Ford is looking for a fellow car manufacturer willing to share excess CO2 emissions credits after stalled Kuga SUV plug-in hybrid (PHEV) sales put it on course to breach stringent EU emissions targets.
The Blue Oval suspended sales of its new Kuga PHEV back in August after four fires linked to over-heating batteries and has since issued £500 in free fuel and free extended servicing provision to 1,800 affected customers who were left unable to use their vehicle in zero-emissions EV mode pending a recall and remedy.
In a correspondence to its UK car retail network this week, however, the brand has revealed that that the issue will have more far-reaching implications, with lost Kuga PHEV sales putting it in breach of the EU’s 95g/km fleet CO2 emissions limits for 2020/21.
Without a fellow OEM with spare emissions credits to spare, Ford could be landed with fines of €95 per gram of CO2 over the 95g/km fleet average, per car sold.
The statement issued to UK retailers this week by Ford of Britain acting managing director, Lisa Brankin, insisted that “Ford always has, and will continue to meet, the EU’s emissions targets”.
But it added: “Based on our product roadmap and production schedule for this year, we expected to comply with the new regulations even factoring in COVID-related disruption to our manufacturing.
“However, the current issues with the Kuga PHEV resulting in a stop-ship and stop-sale have affected our plan to meet the EU’s 2020 emissions regulations for passenger vehicles on our own.
“Therefore, just as many other OEMs have done in Europe, we now intend to join an open pool with other OEMs for passenger vehicles.”
Ford revealed in the statement that, conversely, it anticipated exceeding its CO2 targets on light commercial vehicles, so has separately filed its intent to form an open pool so other OEMs can benefit from the positive CO2 performance of our light commercial (LCV) fleet.
Earlier this week Autocar reported that Renault is offering other manufacturers the opportunity to join its CO2 pool as it is on track to meet its CO2 fleet emissions targets for 2020.
The success of the brand’s new Zoe EV will potentially allow the brand to follow in the footsteps of Tesla in selling emissions credits to OEMs who would otherwise face fines for being in breach of the EU’s emissions regulations.
Autocar reported that parties interested in joining Renault’s CO2 emissions credits pool have until November 18 to register their interest and demonstrate that their participation won’t cause the French carmaker to exceed its targets or that they can pay the fine for any excess.
MG parent company SAIC is understood to have joined Volkswagen’s emissions pool in order to help the German manufacturer meet its targets, meanwhile.
Kuga PHEV recall
Commenting on the ongoing effort to complete the recall and fire-risk remedy to its Kuga PHEV models, Ford said: “The safety of our customers is a top priority. We realise that vehicle recalls are inconvenient to customers, but they assure vehicle safety in service.

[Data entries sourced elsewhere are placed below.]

PR #290, opened 2024-07-24
fix(commands): only create attachments dir when needed

joe-prosser:


cli/src/commands/get/comments.rs
```diff
@@ -360,7 +365,7 @@ pub fn get_many(client: &Client, args: &GetManyCommentsArgs) -> Result<()> {
     let OutputLocations {
         jsonl_file,
         attachments_dir,
-    } = get_output_locations(path)?;
+    } = get_output_locations(path, include_attachment_content.is_some_and(|v| v))?;
```
tommilligan, line 368:
```suggestion
    } = get_output_locations(path, include_attachment_content.unwrap_or_default())?;
```

tommilligan (approved):

PR #39700, opened 2021-11-19
[9.x] Add getTableName() on models

chrysanthos:
Replaces https://github.com/laravel/framework/pull/39698

Targeting 9.x mainly because I think that some people may already have this helper in their models (or at least I have).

“As part of our commitment to safety, the sale of all Kuga PHEV vehicles is temporarily suspended to address a potential concern with the high voltage battery, which in certain circumstances could result in a fire in the battery area.
“Customers currently in possession of any Kuga PHEV are advised to not charge their vehicles and to only drive in EV Auto mode until rework is completed by their Ford dealer.

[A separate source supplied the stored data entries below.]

PR #39701, opened 2021-11-19
[8.x] New static method getDefaultTableName to get table default name without create new instance

AhmedHelalAhmed:
This PR adds a new method to the model that get the default table name for the model statically without creating new instance.

## Problem
We should create instance of model to be able to use getTable method that may take unneeded memory when the model contains a lot of logic or appends.
```  (new \App\Models\User)->getTable(); ```

## My Proposed Solution
To encapsulate the logic of getting table name in new method that can be callable through class itself and then we can call it statically and reduce the memory needed for instance.

## Usage 

```  \App\Models\User::getDefaultTableName(); ```

## Breaking changes
It shouldn't break any existing functionality, it's just encapsulate existing logic making new reusable method.

## Note
I have Fixed issue mentioned in https://github.com/laravel/framework/pull/39698 that if we use setTable.

Any other suggestions for improvement are welcome.

### DIFF
--- a/src/Illuminate/Database/Eloquent/Model.php
+++ b/src/Illuminate/Database/Eloquent/Model.php
@@ -1687,7 +1687,7 @@ abstract class Model implements Arrayable, ArrayAccess, CanBeEscapedWhenCastToSt
     /**
      * Get the default table name associated with the model.
      *
-     * @param self|null  $class
+     * @param string|null $class
      * @return string
      */
     public static function getDefaultTableName($class = null)
--- a/src/Illuminate/Database/Eloquent/Model.php
+++ b/src/Illuminate/Database/Eloquent/Model.php
@@ -1685,13 +1685,14 @@ abstract class Model implements Arrayable, ArrayAccess, CanBeEscapedWhenCastToSt
     }
 
     /**
-     * Get the table name associated with the model.
+     * Get the default table name associated with the model.
      *
+     * @param self|null $class
      * @return string
      */
-    public static function getTableName()
+    public static function getDefaultTableName($class = null)
     {
-        return Str::snake(Str::pluralStudly(class_basename(get_called_class())));
+        return Str::snake(Str::pluralStudly(class_basename($class ?? get_called_class())));
     }
 
     /**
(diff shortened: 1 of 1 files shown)

### CODE REVIEW

File: src/Illuminate/Database/Eloquent/Model.php [hunk 1]
```diff
@@ -1684,14 +1684,25 @@ public static function unsetConnectionResolver()
         static::$resolver = null;
     }
 
+    /**
+     * Get the default table name associated with the model.
+     *
+     * @param self|null $class
```
GrahamCampbell: this phpdoc is wrong. this should say `class-string<self>|null` or just `string|null`.

GrahamCampbell (changes requested):

src/Illuminate/Database/Eloquent/Model.php
AhmedHelalAhmed: Thank you. I modified it

src/Illuminate/Database/Eloquent/Model.php
```diff
@@ -1687,7 +1687,7 @@ public static function unsetConnectionResolver()
     /**
      * Get the default table name associated with the model.
      *
-     * @param self|null $class
+     * @param self|null  $class
```
GrahamCampbell: incorrect phpdoc. should be `class-string<self>|null` or just `string|null`

GrahamCampbell (changes requested):

src/Illuminate/Database/Eloquent/Model.php
AhmedHelalAhmed: I modified it this is old version kindly check this https://github.com/laravel/framework/pull/39701/files

AhmedHelalAhmed: image

taylorotwell:

AhmedHelalAhmed:
@taylorotwell @GrahamCampbell 
Thanks for your time

rogervila:
Could this PR be revised to be implemented for Laravel 9?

“It is important to stress that the vehicles remain safe to drive in EV Auto mode.
“This latest action includes all Kuga PHEVs built to date, many of which have already been reworked by a Ford dealer.

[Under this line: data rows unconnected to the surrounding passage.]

PR #39702, opened 2021-11-19
[6.x] Only allow PHP 8.0.x versions

canvural:
Looks like the PHP 8.1 compatibility PR is not merged into 6.x So it doesn't make sense to allow installing 6.x on PHP 8.1

### DIFF
--- a/composer.json
+++ b/composer.json
@@ -15,7 +15,7 @@
         }
     ],
     "require": {
-        "php": "^7.2.5|^8.0",
+        "php": "^7.2.5|~8.0.0",
         "ext-json": "*",
         "ext-mbstring": "*",
         "ext-openssl": "*",


driesvints:
This has no effect. Older Laravel 6 versions will still be installed on php 8. We also made the choice to not adopt this syntax for versioning.

canvural:
It has an effect. It will disallow installing 6.x on PHP 8.1. Now, you can install it but at runtime your project will fail.

GrahamCampbell:
> It has an effect. It will disallow installing 6.x on PHP 8.1. Now, you can install it but at runtime your project will fail.

No it does not. Composer will just resolve the version of Laravel 6 before you added this restriction. All this does is lock people of of security updates, so no benefit.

“Owners are being individually contacted. We also will discuss with them as soon as possible when to schedule the rework at their chosen dealership once a complete and approved update is in place.
“We apologise for the concern this issue is causing and thank our customers for their patience and co-operation.
“We will take care of our Kuga PHEV owners and are looking at ways to improve customer experience during this difficult situation, including providing an extended warranty or maintenance service provision, depending on market.
“We remain committed to providing safe and high-quality vehicles, addressing potential issues and responding quickly. Should customers have any additional concerns, we ask them to contact the Ford Customer Contact Centre on 0203 564 4444.”